Co-author of four computer books. Software Architect at MySQL/Sun/Oracle from 2003-2011, and at HP for a little while after that. Currently with Ocelot Computer Services Inc. in Edmonton Canada.

9 Comments

  1. Hi Peter, I’m just stopping by to say hi!

    It has been a while since I read your articles – it’s great to do so again 🙂 You’re skills in dissecting topics like this, and your thoroughness in reasoning about them is simply delightful to witness. Kudos!

    warm regards,

    Roland Bouman

  2. Well, all through the years with MySQL, this is exactly how I looked at it, but many disagreed or didn’t understand the issue. My reasoning was more simple than yours though (but I have looked it up in SQL-99): Since NULL isn’t a value, rather it’s the absence of a value, then all comparisons fail.

    Or: Here is a parking spot, and only one car can park there at the time. So if car A is there, car B cannot be there at the same time. But when there is an absence of a car in the parking spot, then both A and car B isn’t there. So if the value of the spot is NULL (no car parked), then both statements “Car A isn’t here” and “Car B isn’t here”, actually any car, isn’t there. Hmm this started out as a god example, but rereading it I don’t know anymore. Also, this is not true if this is Larrys parking spot. If your car A is in that spot, then it will probably be shot at by fighter jet Mig-21 B.

    • pgulutzan says:

      Actually comparisons don’t “fail”, they succeed, the result is unknown. So, as I try to suggest in the post, it’s not NULL=NULL comparisons that establish correct behaviour, it’s what the standard says about this specific situation.

  3. Jan Steinman says:

    Keep in mind that NULL is not a value! It is a flag that says, “This item is not a value.”

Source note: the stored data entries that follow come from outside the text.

PR #7382, opened 2021-07-30
Bulk actions for users

KIRA009:
This PR adds bulk actions for the Users listing

image


wagtail/users/views/bulk_actions/toggle_activity.py
```diff
@@ -0,0 +1,80 @@
...
+
+    @classmethod
+    def execute_action(cls, objects, **kwargs):
+        cls.mark_as_active = kwargs.get('mark_as_active', False)
+        user = kwargs.get('user', None)
+        if user is not None:
+            objects = list(filter(lambda x: x.pk != user.pk, objects))
+        for user in objects:
+            user.is_active = cls.mark_as_active
+            user.save()
```
jacobtoppm, line 63: We should consider using `bulk_update` for these - let's bring up in relation to logging at the core team meeting as we discussed

wagtail/users/views/bulk_actions/toggle_activity.py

    That’s the simple test I keep in mind to help me through such things. Too many people have been polluted by C-like languages, that often define NULL as the same as zero. I prefer the Smalltalk/SIMULA heritage, where the nil object is equivalent to itself, but not equal to anything else.

  4. Lars Johansson says:

    Hi,
    Thanks for an interesting post.
    I always regarded NULL as no information/not defined and to me it seems SQL is of the same opinion since NULL = NULL is false, (something I many times have had problems to explain to others).
    My opinion is; it is more convenient to allow many NULLs in unique relations than not, i.e. do not put NULLS in unique indexes

    • pgulutzan says:

      Mr Johansson and Mr Steinman: Thanks for the comments, but the statement “NULL = NULL is false” is wrong, and it has no effect on this issue whether NULL is called a value so let’s let that be a topic for another day. [ Update: I originally wrote ‘false’ rather than ‘wrong’ but that was too glib; the point though is addressed in the original post. ]

  5. Sergei Golubchik says:

    Peter, typos:

    You say
    “But the unique predicate is only True if the requirement is met for two rows in t. Therefore the result of the unique predicate is False.”
    Should be
    “But the unique predicate is only False if the requirement is met for two rows in t. Therefore the result of the unique predicate is True.”

    You say
    “In other words, UNIQUE (s1) is False. Therefore NOT (UNIQUE (s1)) is True.”
    Should be
    “In other words, UNIQUE (s1) is True. Therefore NOT (UNIQUE (s1)) is False.”

    The rest is correct, “SELECT * FROM TNN WHERE NOT (UNIQUE (t)) returns zero rows.” precisely because NOT(UNIQUE(t)) is False.

    • pgulutzan says:

      Thanks for the observation, and thanks for kindly saying I made a mere typo when I wrote False instead of True, and vice versa. I have edited the post.